§ **ABOUT THIS EXERCISE**
In full and without change, retype the records.

§ **DATA TO EXAMINE**
PR #658, opened 2020-08-19
Remove list-styling from error summary

saarasat:
This removes the list-styling and bullets from the
error summary component.

Related to changes in: https://github.com/apluslms/a-plus-design-system/pull/9
Also the only implementation of this component so far, has been matched to this style in:
https://github.com/apluslms/mooc-grader/pull/82

# Testing

Outlook has been tested with multiple and only one erroneous field:

image

image

Not relevant


mtthwhggns (approved):
This looks very simple and the screenshots look good.

assets/css/main.css
```diff
@@ -1,9 +1,8276 @@
-﻿/*!
```
Mankro, line 1: Is this intentional that `main.css` seems to contain the whole Bootstrap CSS? This is not the built minimized output of SASS.

Mankro (changes requested):
Looks good but I get the feeling that the CSS has been compiled in a wrong way.

assets/css/main.css
saarasat: That is weird, I thought I ran `drone exec`. Apparently committed at the wrong phase then. In any case, thanks for pointing out, this has now been fixed!

raphendyr: `main.css` always contains the bootstrap stuff, but that should be in a single line normally. It sometimes could happen that one runs drone exec, but has the sass watch container running at the same time, and then they touch a source file, which triggers a rebuild, which overwrites the `main.css` again. One thing is to run `git diff --cached` to verify that you are committing what you think you are. However, `main.css` doesn't format there so well.

saarasat: Good to know!

raphendyr (approved):

Mankro (approved):
I rebased and updated the compiled CSS output in order to resolve the git conflict (and force-pushed).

§ **RESPONSE**
PR #658, opened 2020-08-19
Remove list-styling from error summary

saarasat:
This removes the list-styling and bullets from the
error summary component.

Related to changes in: https://github.com/apluslms/a-plus-design-system/pull/9
Also the only implementation of this component so far, has been matched to this style in:
https://github.com/apluslms/mooc-grader/pull/82

# Testing

Outlook has been tested with multiple and only one erroneous field:

image

image

Not relevant


mtthwhggns (approved):
This looks very simple and the screenshots look good.

assets/css/main.css
```diff
@@ -1,9 +1,8276 @@
-﻿/*!
```
Mankro, line 1: Is this intentional that `main.css` seems to contain the whole Bootstrap CSS? This is not the built minimized output of SASS.

Mankro (changes requested):
Looks good but I get the feeling that the CSS has been compiled in a wrong way.

assets/css/main.css
saarasat: That is weird, I thought I ran `drone exec`. Apparently committed at the wrong phase then. In any case, thanks for pointing out, this has now been fixed!

raphendyr: `main.css` always contains the bootstrap stuff, but that should be in a single line normally. It sometimes could happen that one runs drone exec, but has the sass watch container running at the same time, and then they touch a source file, which triggers a rebuild, which overwrites the `main.css` again. One thing is to run `git diff --cached` to verify that you are committing what you think you are. However, `main.css` doesn't format there so well.

saarasat: Good to know!

raphendyr (approved):

Mankro (approved):
I rebased and updated the compiled CSS output in order to resolve the git conflict (and force-pushed).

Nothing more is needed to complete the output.